» **WHAT IS EXPECTED**:
Restate the entries below word for word, omitting nothing.

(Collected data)

──────

PR #10975, opened 2025-06-07
x64: Migrate some blend-related instructions

alexcrichton:
This commit migrates the `pblendvb`, `blendvps`, `blendvpd`, and AVX versions of each to the new assembler. This required a few minor features in the assembler:

* The fixed physical `xmm0` register is now a `Location`
* The "/is4" encoding format for VEX instructions is supported
* The `Fixed` type now supports both xmm and gpr registers (minor update to its `to_string` method).

In the end this enables deleting `XmmRmRBlend` and `XmmRmRBlendVex`. (yay!)


cranelift/filetests/filetests/isa/aarch64/nan-canonicalization.clif
```diff
@@ -21,7 +21,7 @@ block0(v0: f32x4, v1: f32x4):
 ;   movdqa %xmm0, %xmm2
 ;   movdqa %xmm1, %xmm0
 ;   movdqa %xmm2, %xmm1
-;   pblendvb %xmm1, %xmm7, %xmm1
+;   pblendvb %xmm0, %xmm7, %xmm1
```
alexcrichton, line 24: I'll note that there's no actual register allocation changes here, this is just an artifact of how the instruction used to be printed. The xmm0 argument was omitted by default and the src/destination, which are required to be the same register, were printed twice.

cranelift/assembler-x64/meta/src/instructions/lanes.rs
```diff
@@ -36,5 +36,12 @@ pub fn list() -> Vec<Inst> {
 
         inst("movddup", fmt("A", [w(xmm1), r(xmm_m64)]), rex([0xF2, 0x0F, 0x12]).r(), _64b | compat | sse3),
         inst("vmovddup", fmt("A", [w(xmm1), r(xmm_m64)]), vex(L128)._f2()._0f().op(0x12).r(), _64b | compat | avx),
+
+        inst("pblendvb", fmt("RM", [rw(xmm1), r(align(xmm_m128)), r(xmm0)]), rex([0x66, 0x0F, 0x38, 0x10]).r(), _64b | compat | sse41),
```
abrown, line 40:
```suggestion
        inst("pblendvb", fmt("RM", [rw(xmm1), r(align(xmm_m128)), r(implicit(xmm0))]), rex([0x66, 0x0F, 0x38, 0x10]).r(), _64b | compat | sse41),
```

──────

» **TASK RESPONSE**:
PR #10975, opened 2025-06-07
x64: Migrate some blend-related instructions

alexcrichton:
This commit migrates the `pblendvb`, `blendvps`, `blendvpd`, and AVX versions of each to the new assembler. This required a few minor features in the assembler:

* The fixed physical `xmm0` register is now a `Location`
* The "/is4" encoding format for VEX instructions is supported
* The `Fixed` type now supports both xmm and gpr registers (minor update to its `to_string` method).

In the end this enables deleting `XmmRmRBlend` and `XmmRmRBlendVex`. (yay!)


cranelift/filetests/filetests/isa/aarch64/nan-canonicalization.clif
```diff
@@ -21,7 +21,7 @@ block0(v0: f32x4, v1: f32x4):
 ;   movdqa %xmm0, %xmm2
 ;   movdqa %xmm1, %xmm0
 ;   movdqa %xmm2, %xmm1
-;   pblendvb %xmm1, %xmm7, %xmm1
+;   pblendvb %xmm0, %xmm7, %xmm1
```
alexcrichton, line 24: I'll note that there's no actual register allocation changes here, this is just an artifact of how the instruction used to be printed. The xmm0 argument was omitted by default and the src/destination, which are required to be the same register, were printed twice.

cranelift/assembler-x64/meta/src/instructions/lanes.rs
```diff
@@ -36,5 +36,12 @@ pub fn list() -> Vec<Inst> {
 
         inst("movddup", fmt("A", [w(xmm1), r(xmm_m64)]), rex([0xF2, 0x0F, 0x12]).r(), _64b | compat | sse3),
         inst("vmovddup", fmt("A", [w(xmm1), r(xmm_m64)]), vex(L128)._f2()._0f().op(0x12).r(), _64b | compat | avx),
+
+        inst("pblendvb", fmt("RM", [rw(xmm1), r(align(xmm_m128)), r(xmm0)]), rex([0x66, 0x0F, 0x38, 0x10]).r(), _64b | compat | sse41),
```
abrown, line 40:
```suggestion
        inst("pblendvb", fmt("RM", [rw(xmm1), r(align(xmm_m128)), r(implicit(xmm0))]), rex([0x66, 0x0F, 0x38, 0x10]).r(), _64b | compat | sse41),
```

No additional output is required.